Real-World Comparison

QMD (Full)QMD (Keyword)Cloud Embeddings
Latency~15s~0.2s~200ms
API tokens/search00~100-500
Cost per 1000 searches$0$0~$0.01-0.05
Data leaves machineNoNoYes
QualityHighestGoodHigh

Setup Gotchas (Lessons Learned)

If you're integrating QMD with an AI framework, here are the gotchas I hit:

1. Isolated Index Directories Per Agent

QMD often runs with isolated config/cache directories per agent — not your personal ~/.cache/qmd/. To debug the actual index:

export XDG_CONFIG_HOME="/path/to/agent/qmd/xdg-config"
export XDG_CACHE_HOME="/path/to/agent/qmd/xdg-cache"
qmd collection list

2. Auto-Created Collections May Point to Wrong Paths

Collections sometimes reference incorrect directories.
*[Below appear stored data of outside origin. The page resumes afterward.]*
PR #332, opened 2018-08-07
Made Firestore and GCS Optional Deps

### LINKED ISSUE #295: Install without compiling gRPC module
* Operating System version: Amazon Linux 4.4.4
  * Firebase SDK version: 5.12.1
  * Library version: ?
  * Firebase Product: Messaging

#### Steps to reproduce:

`yarn add firebase-admin` or `npm install firebase-admin` will start to compile some gRPC native module with node-gyp since there aren't any pre-built binaries for this platform.

This requires a lot of memory, making it so we can't run our server on a t2.micro (512MB), and instead need to use t2.medium, just because it's trying to compile this native module.

Is there any way to use firebase messaging without needing to compile native module on install..?

_I worked around this by compiling it inside docker before deploying. It would be nice if these packages was split out as separate things so we didn't need to install everything including this native dependency when I just need the messaging parts_

hiranya911:
Since some users frequently encounter installation issues with GCP libraries (when they are not even using them), this PR re-declares those dependencies as `optional`. 

Partially resolves #295

### DIFF
--- a/src/firestore/firestore.ts
+++ b/src/firestore/firestore.ts
@@ -118,7 +118,8 @@ function initFirestore(app: FirebaseApp): Firestore {
     throw new FirebaseFirestoreError({
       code: 'missing-dependencies',
       message: 'Failed to import the Cloud Firestore client library for Node.js. '
-          + 'Make sure to install the "@google-cloud/firestore" npm package.',
+          + 'Make sure to install the "@google-cloud/firestore" npm package. '
+          + `Original error: ${err}`,
     });
   }
   return new firestoreDatabase(options);
--- a/src/firestore/firestore.ts
+++ b/src/firestore/firestore.ts
@@ -110,7 +110,16 @@ export function getFirestoreOptions(app: FirebaseApp): any {
 
 function initFirestore(app: FirebaseApp): Firestore {
   const options = getFirestoreOptions(app);
-  // Lazy-load the Firestore implementation here, which in turns loads gRPC.
-  const firestoreDatabase: typeof Firestore = require('@google-cloud/firestore');
+  let firestoreDatabase: typeof Firestore;
+  try {
+    // Lazy-load the Firestore implementation here, which in turns loads gRPC.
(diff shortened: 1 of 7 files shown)


src/firestore/firestore.ts
```diff
@@ -110,7 +110,16 @@ export function getFirestoreOptions(app: FirebaseApp): any {
 
 function initFirestore(app: FirebaseApp): Firestore {
   const options = getFirestoreOptions(app);
-  // Lazy-load the Firestore implementation here, which in turns loads gRPC.
-  const firestoreDatabase: typeof Firestore = require('@google-cloud/firestore');
+  let firestoreDatabase: typeof Firestore;
+  try {
+    // Lazy-load the Firestore implementation here, which in turns loads gRPC.
```
schmidt-sebastian: Do we need to do the same error checking for Storage?

hiranya911: We already have it in Storage: https://github.com/firebase/firebase-admin-node/blob/c6a4e222d8c60eeb03e22e997e0cc36d9f25d28d/src/storage/storage.ts#L61-L71

hiranya911: I made an improvement by including the original error in the returned error message.

src/storage/storage.ts
```diff
@@ -60,13 +60,13 @@ export class Storage implements FirebaseServiceInterface {
...
     try {
-      /* tslint:disable-next-line:no-var-requires */
       storage = require('@google-cloud/storage');
-    } catch (e) {
+    } catch (err) {
       throw new FirebaseError({
         code: 'storage/missing-dependencies',
         message: 'Failed to import the Cloud Storage client library for Node.js. '
-          + 'Make sure to install the "@google-cloud/storage" npm package.',
+          + 'Make sure to install the "@google-cloud/storage" npm package.'
```
schmidt-sebastian: Add space at end before merging. Thanks!

hiranya911: Done

PR #1142, opened 2021-01-25
fix: Renaming service functions to getAuth and getInstanceId

hiranya911:
* Renaming the service accessor functions to be consistent with the approved API proposal.
* Added some unit tests for the `getAuth()` function.


lahirumaramba (approved):
LGTM!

If searches return nothing, check your index.yml and verify the collection roots actually exist.

3. Embeddings Aren't Auto-Generated

Files get indexed, but embeddings might not be generated automatically. If vector search returns empty results:

qmd embed

4. Default Timeout Too Short

Many frameworks default to 4-second timeouts. QMD's full pipeline takes 13-16 seconds. Result: always times out, falls back to cloud embeddings.

The fix: Increase timeout to 60+ seconds, or use a faster search mode.

5. Config Changes May Require Full Restart

Some config changes don't hot-reload. You might need to restart the entire application, not just send a reload signal.

When to Use What

Use Local Search (QMD) When:

  • Privacy is non-negotiable (legal, medical, corporate)
  • You're doing batch processing (latency doesn't matter)
  • API costs are a concern at scale
  • You want maximum search quality
  • You need offline capability

Use Cloud Embeddings When:

  • Interactive chat (sub-second responses needed)
  • Occasional memory lookups
  • Privacy requirements are moderate
  • You want zero local setup
  • Hardware resources are limited

The Hybrid Approach:

  • Cloud embeddings for interactive queries
  • Local search for background processing, nightly indexing, deep analysis

Feature Requests

After this investigation, here's what I think would help:

For AI Frameworks:

  • Configurable search mode selection. Config to choose search/vsearch/query mode
  • Automatic fallback (try fast, escalate if results are poor)
  • Proper timeout handling that matches actual query time

The Bottom Line

QMD is impressive engineering — fully local semantic search that rivals cloud APIs in quality. The problem isn't QMD itself; it's the integration pattern (subprocess per query instead of persistent server).

Current state:

  • QMD works correctly but takes 13-16s per query (cold-loading models)
  • Default short timeouts mean it often falls back to cloud anyway
  • The fix exists (MCP server mode) but isn't widely implemented yet

With MCP server mode: Latency would drop from 15s to sub-second.

Until that's common, cloud embeddings are the pragmatic choice for interactive chat. QMD shines for batch processing, privacy-sensitive use cases, or when you can wait.